We Are Really All Alone

Many times I will see a patient who is afraid to be alone. It can become difficult to spend time alone following a divorce or a breakup. It’s not unusual for my patient to stay in a long term marriage or relationship because the fear of being alone becomes too much to bear. So she stays rather than leave and experience the pain of the breakup. As we get older we also see our chances of meeting new partners or friends as less likely and so we may also stay out of fear of being alone. The feeling of “not being alone” is kind of an illusion. For example “being in a relationship” with someone who is drinking too much is actually pretty close to being alone. The drinker is not emotionally available. So in essence we are alone. It goes for any situation in which the other person is addicted to a substance whether it be work, alcohol or exercise to name a few.

Do not enter

Being alone has shown up markedly since the pandemic started. I recently had to have a medical procedure in the hospital. I was not allowed to bring anyone with me. I had my “driver” bring me and pick me up. I sat by myself in the procedure area. After the nurse finished up her part with me I sat for the entire time alone. The whole thing took two hours, but it was very different from years past when I have had other procedures. I had come all prepared with a book and my ear buds but I found myself thinking about how alone we really are in this world.

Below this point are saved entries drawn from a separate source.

PR #71, opened 2018-12-10
IDL compiler: New front-end supporting modules and structs

FransFaase:
In order to support X-Types the current IDL compiler needs to be extended and the exchange of type information between nodes need to be extended. It would be nice if the IDL compiler and the module for exchanging type information could be based on the same code, with (at least) two front-ends and a number of back-ends. The fact that the current IDL compiler is implemented in Java, makes it difficult to reuse the code.

It is important that the design of the data structures for representing the type definitions fits with the various front and back-ends that need to be implemented. It seems a good idea to guide the design with the implementation of a front-end of limited part of the IDL 4.2 grammar and the implementation of a back-end.

This pull request contains the data structures and the front-end for a limited part of the IDL 4.2 grammer restricted to modules, structs, and the necessary base types. Of the literals only the integer literal is included, because it is needed for some of the base types, such as the bounded sequence.


src/types/src/dds_tt.h
```diff
@@ -0,0 +1,214 @@
...
+  union {
+    bool bln;
+    char chr;
+    unsigned long wchr;
+    char *str;
+    unsigned long long ullng;
+    signed long long llng;
+    long double ldbl;
+  };
+} dds_ts_literal_t;
```
k0ekk0ek: This type was already defined somewhere else. I get the feeling that the same goes for multiple types, but haven't checked. Is there a special reason this is defined twice? It seems wrong...

FransFaase: I have removed the type.h file, an older version of dds_tt.h, that got included in the commit.

src/tools/idlc/CMakeLists.txt
```diff
@@ -0,0 +1,52 @@
...
+# This program and the accompanying materials are made available under the
+# terms of the Eclipse Public License v. 2.0 which is available at
+# http://www.eclipse.org/legal/epl-2.0, or the Eclipse Distribution License
+# v. 1.0 which is available at
+# http://www.eclipse.org/org/documents/edl-v10.php.
+#
+# SPDX-License-Identifier: EPL-2.0 OR BSD-3-Clause
+#
+
+# Find Bison and Flex
```
k0ekk0ek: Please remove the commented out CMake code.

src/types/CMakeLists.txt
```diff
@@ -0,0 +1,60 @@
...
+set(LEXER_PATH "${GENERATED_SOURCE_DIR}/${LEXER_BASENAME}")
+
+bison_target( parser "src/idl.y" "${PARSER_PATH}")
+flex_target(
+  lexer "src/idl.l" "${LEXER_PATH}"
+  COMPILE_FLAGS
+    "--header-file=${GENERATED_SOURCE_DIR}/idl.lexer.h")
+
+if(CMAKE_CXX_COMPILER_ID MATCHES "GNU")
+set(CMAKE_C_FLAGS -fms-extensions)
```
k0ekk0ek: Please indent in if statements.

src/types/src/type.h
```diff
@@ -0,0 +1,116 @@
+/*
```
k0ekk0ek: I thought the type.h was to be removed from the commit?

src/types/CMakeLists.txt
```diff
@@ -0,0 +1,60 @@
...
+set_source_files_properties("${PARSER_PATH}" PROPERTIES COMPILE_FLAGS "-Wno-conversion -Wno-sign-conversion")
+set_source_files_properties("${LEXER_PATH}" PROPERTIES COMPILE_FLAGS "-Wno-conversion -Wno-sign-conversion -Wno-unused-parameter -Wno-unused-function")
+endif()
+if(CMAKE_CXX_COMPILER_ID MATCHES "Clang")
+set(CMAKE_C_FLAGS "-fms-extensions -Wno-microsoft-anon-tag")
+set_source_files_properties("${PARSER_PATH}" PROPERTIES COMPILE_FLAGS "-Wno-conversion -Wno-sign-conversion")
+set_source_files_properties("${LEXER_PATH}" PROPERTIES COMPILE_FLAGS "-Wno-conversion -Wno-sign-conversion -Wno-unused-parameter -Wno-unused-function")
+endif()
+if(CMAKE_CXX_COMPILER_ID MATCHES "MSVC")
+set(CMAKE_C_FLAGS "/wd4005")
```
k0ekk0ek: This is suppressing redefinition warnings I think? I specifically don't like the fact that you add it to the CMAKE_C_FLAGS here. Which is probably propagated to all other targets? Have you checked?

src/types/CMakeLists.txt
```diff
@@ -0,0 +1,60 @@
...
+    "--header-file=${GENERATED_SOURCE_DIR}/idl.lexer.h")
+
+if(CMAKE_CXX_COMPILER_ID MATCHES "GNU")
+set(CMAKE_C_FLAGS -fms-extensions)
+set_source_files_properties("${PARSER_PATH}" PROPERTIES COMPILE_FLAGS "-Wno-conversion -Wno-sign-conversion")
+set_source_files_properties("${LEXER_PATH}" PROPERTIES COMPILE_FLAGS "-Wno-conversion -Wno-sign-conversion -Wno-unused-parameter -Wno-unused-function")
+endif()
+if(CMAKE_CXX_COMPILER_ID MATCHES "Clang")
+set(CMAKE_C_FLAGS "-fms-extensions -Wno-microsoft-anon-tag")
+set_source_files_properties("${PARSER_PATH}" PROPERTIES COMPILE_FLAGS "-Wno-conversion -Wno-sign-conversion")
```
k0ekk0ek: Why is the sign conversion warning suppressed? Is this something that we cannot work around in another fashion?

src/types/CMakeLists.txt
```diff
@@ -0,0 +1,60 @@
...
+set_source_files_properties("${LEXER_PATH}" PROPERTIES COMPILE_FLAGS "-Wno-conversion -Wno-sign-conversion -Wno-unused-parameter -Wno-unused-function")
+endif()
+if(CMAKE_CXX_COMPILER_ID MATCHES "MSVC")
+set(CMAKE_C_FLAGS "/wd4005")
+endif()
+
+add_library(types "src/parser.c" "src/tt_create.c" "src/type_walker.c" "src/stringify.c" "${BISON_parser_OUTPUTS}" "${FLEX_lexer_OUTPUTS}")
+target_include_directories(types PRIVATE "${CMAKE_SOURCE_DIR}")
+target_include_directories(types PRIVATE "${CMAKE_SOURCE_DIR}/os/include")
```
k0ekk0ek: This shouldn't be here.

src/types/CMakeLists.txt
FransFaase: These warnings are in the code generated by bison and flex. I have added one define ("#define YYTYPE_INT16 int") to yy_decl.h to remove one of the warnings in idl.parser.c. The other warning, and also most of the warnings in idl.lexer.c need explicit casting to be added to the generated code, for which there is no work-around as far as I could find.

eboasson:
@k0ekk0ek: it seems to me that most of your review comments have been addressed, but that @FransFaase asked for some clarification that you haven't responded to

src/types/src/idl.y
```diff
@@ -0,0 +1,477 @@
...
+  if (dds_ts_context_get_ignore_yyerror(context)) {
+    return 0;
+  }
+
+  fprintf(stderr, "ERROR: %d.%d %s\n", yylloc->first_line, yylloc->first_column, text);
+  return 0;
+}
+
+int
+illegale_identifier(const char *token)
```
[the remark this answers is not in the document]
FransFaase: This function implements the checks as described in Section 7.2.4 (of the IDL 4.2 specification docment) and the escaping mechanism as mentioned in Section 7.2.3.2. Section 7.2.4 mentions that identifiers like Boolean and BOOLEAN are illegal, because the collide with the keyword boolean.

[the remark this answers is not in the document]
k0ekk0ek: I think that the lexer shouldn't return that it's an identifier if it's not(?). Unless it complicates the parser logic, or you need it to generate a specialized error message. Both are not the case(?). Apart from that, I think you may have intended to write illegal as opposed to illegale(?).

src/types/src/parser.c
```diff
@@ -0,0 +1,140 @@
...
+dds_ts_parse_file(const char *file, void (*error_func)(int line, int column, const char *msg))
+{
+  int err = 0;
+  FILE *fh;
+
+  assert(file != NULL);
+
+  if ((fh = fopen(file, "rb")) == NULL) {
+    err = errno;
+    if (error_func != NULL)
```
eboasson: My beloved subject for playing the pedant! Thank you 😁

``NULL`` must be treated as a pointer-to-object because it is simply defined as a "null pointer constant", which in turn is defined as:

> An integer constant expression with the value 0, or such an expression cast to type void *, is called a null pointer constant.66) If a null pointer constant is converted to a pointer type, the resulting pointer, called a null pointer, is guaranteed to compare unequal to a pointer to any object or function.

and the possible definition ``(void *)0`` is a pointer-to-object.

The lovely little thing about C is that conversion between pointer-to-object and pointer-to-function is not guaranteed to work. (It is guaranteed in POSIX and on Windows, but certainly not on all platforms.) So technically, this _may_ result in an invalid conversion.

So technically, the ``NULL`` should be replaced by ``0``. The chances of this ever making any difference are smallish.

src/types/include/typetree.h
```diff
@@ -0,0 +1,216 @@
...
+};
+
+void dds_ts_free_node(dds_ts_node_t *node);
+
+
+/* Type specifications */
+
+/* Type specification (type_spec) */
+typedef struct {
+  dds_ts_node_t;
```
eboasson: This is a C11-ism … as far as I am concerned there is no reason to limit ourselves to C99, what matters is that features are well-supported across compilers.

Gcc and clang support for this has been around for a long time; Visual Stdio appears to have no trouble with, as it builds fine on AppVeyor. From a bit of searching most do, nowadays.

However, my beloved Illumos build with SunPro 12.1 gets broken by it ... so, unless there's a good reason to allow this C11-ism, I'd prefer to see its use removed.

src/types/CMakeLists.txt
```diff
@@ -0,0 +1,66 @@
...
+# http://www.eclipse.org/org/documents/edl-v10.php.
+#
+# SPDX-License-Identifier: EPL-2.0 OR BSD-3-Clause
+#
+add_subdirectory(tests)
+
+# Find Bison and Flex
+find_package(BISON REQUIRED)
+find_package(FLEX REQUIRED)
+find_package(Abstraction REQUIRED)
```
eboasson: Just a note: this is no longer needed with @k0ekk0ek's latest cmake modifications

src/types/CMakeLists.txt
```diff
@@ -0,0 +1,66 @@
...
+#
+# This program and the accompanying materials are made available under the
+# terms of the Eclipse Public License v. 2.0 which is available at
+# http://www.eclipse.org/legal/epl-2.0, or the Eclipse Distribution License
+# v. 1.0 which is available at
+# http://www.eclipse.org/org/documents/edl-v10.php.
+#
+# SPDX-License-Identifier: EPL-2.0 OR BSD-3-Clause
+#
+add_subdirectory(tests)
```
eboasson: This should be conditional on ``BUILD_TESTING``

src/types/src/idl.y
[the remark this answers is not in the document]
FransFaase: An illegal identifier could be viewed as a lexical error or a semantic error. With respect to parsing, there is no problem to regard it as a semantic error, and just proceed parsing the remainder of the input. The question is also whether you want parsing to stop at the first error or report as much errors as possible. Just like an identifier can 'collide' with a keyword, it can also 'collide' with another identifier. ('collide' means, according to the standard, that they are not the same when taking into account case, but are when compared case insensitive.) When we stop parsing on an illegal identifier, maybe we should also stop parsing when we find an colliding identifier.

src/types/src/tt_create.c
```diff
@@ -0,0 +1,402 @@
...
+  assert(context->cur_node->parent != NULL);
+  context->cur_node = context->cur_node->parent;
+}
+
+void dds_ts_add_struct_forward(dds_ts_context_t *context, dds_ts_identifier_t name)
+{
+  assert(cur_scope_is_definition_type(context, DDS_TS_MODULE));
+  dds_ts_forward_declaration_t *forward_dcl = (dds_ts_forward_declaration_t*)os_malloc(sizeof(dds_ts_forward_declaration_t));
+  if (forward_dcl == NULL) {
+    abort();
```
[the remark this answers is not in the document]
FransFaase: I have modified it. I have changed function into bool functions, that return false when this happens. Also a Boolean flag in context is set. In idl.y YYABORT is called when each of the functions return false.

src/types/src/dds_tt.h
```diff
@@ -0,0 +1,214 @@
...
+  dds_ts_type_spec_t;
+} dds_ts_base_type_t;
+
+/* Sequence type (sequence_type) */
+typedef struct {
+  dds_ts_type_spec_t;
+  dds_ts_type_spec_t* element_type;
+  bool bounded;
+  unsigned long long max;
+} dds_ts_sequence_type_t;
```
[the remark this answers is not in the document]
FransFaase: I have this renamed this into dds_ts_sequence_t. Also did the same with for: dds_ts_string_type_t, dds_ts_fixed_pt_type_t and dds_ts_map_type_t.

src/types/src/dds_tt.h
```diff
@@ -0,0 +1,214 @@
+/*
```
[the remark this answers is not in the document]
FransFaase: I have moved/renamed it to src/types/include/typetree.h.

src/types/src/idl.l
```diff
@@ -0,0 +1,107 @@
...
+"//"                      { BEGIN(COMMENT); }
+<COMMENT>"\n"             { BEGIN(INITIAL); }
+<COMMENT>.                { }
+
+
+{integer_literal}         {
+                            yylval->literal.flags = DDS_TS_UNSIGNED_LONG_LONG_TYPE;
+                            /* strtoll recognizes if the value is dec, oct or hex if base is zero */
+                            yylval->literal.value.ullng = os_strtoull(yytext, NULL, 0); 
+                            if (   os_getErrno() == ERANGE
```
k0ekk0ek: @FransFaase, I don't think this is correct. errno is only set to ERANGE if the number exceeds the maximum. The way to check here is to set errno to 0, then call os_strtoull and see if errno was set. If no error occurred, set it back to the original value.

src/types/src/parser.c
```diff
@@ -0,0 +1,152 @@
...
+    dds_ts_context_set_error_func(context, error_func);
+    yyscan_t scanner;
+    dds_ts_parser_lex_init(&scanner);
+    dds_ts_parser_set_in(fh, scanner);
+    err = dds_ts_parser_parse(scanner, context);
+    if (err == 0) {
+      char buffer[1000];
+      dds_ts_stringify(dds_ts_context_get_root_node(context), buffer, 1000);
+OS_WARNING_MSVC_OFF(4996);
+      printf("Result: '%s'\n", buffer);
```
k0ekk0ek: @FransFaase, I take it this is for debugging purposes and will be removed at some point? Please note it with a FIXME and initialize the first element in the buffer to zero. dds_ts_stringify probably always terminates, but since there's no return value, there's no way to check. Also, is it really necessary to turn warnings off for printf? I find that a bit hard to believe.

src/types/include/typetree.h
```diff
@@ -0,0 +1,216 @@
...
+/* Base type specification (base_type_spec) */
+typedef struct {
+  dds_ts_type_spec_t type_spec;
+} dds_ts_base_type_t;
+
+/* Sequence type (sequence_type) */
+typedef struct {
+  dds_ts_type_spec_t type_spec;
+  dds_ts_type_spec_t* element_type;
+  bool bounded;
```
k0ekk0ek: @FransFaase, I originally called the flags member of the node *flags* because it did more than just denote the type. I called it that because it could contain a bit for indicating that the type was bounded (useful for strings, sequences, maps, ...) and in case of e.g. sequences the type specifier would be the type of element in a sequence and a bit for the sequence. In case of a struct member a bit to denote it's a member (although that could be checked by checking the parent node). I'm not rejecting this pull request because of it, but I'd like to know why that idea was ditched as it seemed useful to me?

src/types/src/parser.c
```diff
@@ -0,0 +1,152 @@
...
+      if (len > 20)
+        os_strlcpy(buffer, "OUT_OF_MEMORY", len);
+      return 2;
+    }
+    yyscan_t scanner;
+    dds_ts_parser_lex_init(&scanner);
+    dds_ts_parser__scan_string(str, scanner);
+    err = dds_ts_parser_parse(scanner, context);
+    if (err != 0) {
+      if (dds_ts_context_get_out_of_memory_error(context))
```
k0ekk0ek: @FransFaase, please use curly brackets with if statements.

src/types/src/parser.c
```diff
@@ -0,0 +1,152 @@
...
+
+  assert(str != NULL);
+  assert(buffer != NULL);
+
+  if (str == NULL || buffer == NULL) {
+    err = -1;
+  } else {
+    dds_ts_context_t *context = dds_ts_create_context();
+    if (context == NULL) {
+      if (len > 20)
```
k0ekk0ek: @FransFaase, this is a rather funny statement in my opinion. strlcpy always nul-terminates and the `len > 20` is chosen arbitrarily unless I'm missing something. Please assert len is larger than zero (better to check if it's large enough to hold the error message) before doing anything and remove this statement. Also, not a fan of the magic values being used to indicate errors. I'm ok with it for now because it's merely for testing and I'm working on exporting error codes from the abstraction layer.

k0ekk0ek:
@eboasson, I think one of the commits without a *signed-off* is causing ip-validation to fail? If possible, can you update the destination branch? Of course, we could also accept that it isn't passing because of a commit that is already in master?

src/types/src/parser.c
FransFaase: Indeed, that statement should have been removed.
With respect to the error codes returned, I will wait for your changes. I expect that some of the parsing functions will move to the tool in the future.

src/types/src/parser.c
FransFaase: I have added curly brackets, here and elsewhere.

src/types/src/parser.c
FransFaase: Yes, it is only temporarily there to show some 'result' of the parsing. It is going to be replaced by a call to (one of) the back-end.

src/types/src/typetree.c
```diff
@@ -0,0 +1,153 @@
...
+  dds_ts_free_node(&struct_member->member_type->node);
+  free_node(&struct_member->node);
+}
+
+static void free_array_size(dds_ts_array_size_t *array_size)
+{
+  free_node(&array_size->node);
+}
+
+extern void dds_ts_free_node(dds_ts_node_t *node)
```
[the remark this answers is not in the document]
FransFaase: I already considered the solution of a free callback function. I have implemented it and also moved code from tt_create.c to typetree.c. In tt_create.c now contains the code that is specific to how the type tree is constructed from calls within idl.y.

eboasson:
@FransFaase and @k0ekk0ek: I am trying to figure out what exactly happened here. Did you rewrite the original two commits and rebase them on top of master?

image

it seems weird that it says committed on 28 November, but then it also happened the other day. The IP validation check details are not available right now, but I think I saw earlier that it was the "other" address that it still complains about, but that one I can't find in these commits ... So consider me a little bit confused. Perhaps the easiest way to deal with it would be essentially throw away the old xtypes branch (it seems unlikely that anybody would be relying on it already) and restart the process.

Furthermore it seems sensible me to decide whether or not rewriting history on the eclipse-cyclonedds main repository is a good idea or not. My initial sentiment is that it isn't.

FransFaase:
Hello,
yes that what I/we did. I fear that once you have accepted a commit that failed the IP validation that everything else based on it will also fail. So, restarting the xtypes branch might be the only way to resolve the issue.
Have a nice weekend,
Frans
----Origineel Bericht----
Van : notifications@github.com
Datum : 18/01/2019 15:59
Aan : cyclonedds@noreply.github.com
Cc : faase009@planet.nl, mention@noreply.github.com
Onderwerp : Re: [eclipse-cyclonedds/cyclonedds] IDL compiler: New front-end supporting modules and structs (#71)
@FransFaase and @k0ekk0ek: I am trying to figure out what exactly happened here. Did you rewrite the original two commits and rebase them on top of master?
it seems weird that it says committed on 28 November, but then it also happened the other day. The IP validation check details are not available right now, but I think I saw earlier that it was the "other" address that it still complains about, but that one I can't find in these commits ... So consider me a little bit confused. Perhaps the easiest way to deal with it would be essentially throw away the old xtypes branch (it seems unlikely that anybody would be relying on it already) and restart the process.
Furthermore it seems sensible me to decide whether or not rewriting history on the eclipse-cyclonedds main repository is a good idea or not. My initial sentiment is that it isn't.

eboasson:
At this point I don't see a more practical way for sorting this out than simply deleting the old xtypes branch, and pushing these two commits one a newly create "xtypes" branch. In the future ... please try to avoid having to resort to such drastic measures.

I'm closing this PR now, that new branch should be there in a little bit. If not 🤔 you'll have to resubmit the PR. Hope this is ok with everyone.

Only Ticketed Passengers May Enter the Boarding area

The first time I really knew we are alone was after my father’s death as I watched them carry him out from the synagogue in his pine casket. Observant Jews, which my parent’s were emphasize modesty and simplicity. Rabbi Simeon ben Gamliel II started the tradition in the second century C.E. I realized in that moment , as he was being carried to his resting place, that he was leaving by himself. It was then I knew that we are all really alone. We come into this world alone and we leave the same way. 

Leaving on  a jet Plane

I always think of the song by the Peter, Paul and Mary., “Leaving On a Jet Plane.” For some reason the lyrics seem to fit. She sings of having to go.  She knows she must leave. She hasn’t left yet but she already feels alone.  It’s also about letting go.  We have to let go to move forward. There really is no other way.  Sometimes it means being alone for a while.  But the real growth can only happen when we embrace our fears rather than avoid them.

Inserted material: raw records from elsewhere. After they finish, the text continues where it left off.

PR #105, opened 2019-01-28
Implement dds contains

FirasSahliADLinktech:
Implement dds_contains will check if an entity is contained or observed by an other entity


eboasson:
Closing because it is superseded by #106

PR #106, opened 2019-01-28
Implement dds_contains and some minor renames

k0ekk0ek:
This pull request implements dds_contains and a bunch of test cases to verify correct operation.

Swimming in the Deep End takes Courage

So how does  my patient get over her fear of being afraid to be alone? We must  look together and be curious about why this particular fear has become so embedded in her psyche. I tell my patient she must go deep inside and she will find her answer. I usually get back, “what do you mean go deep inside?” I mean go as far as you can with writing, visual imagery, paint or whatever else creatively will help her find the answer.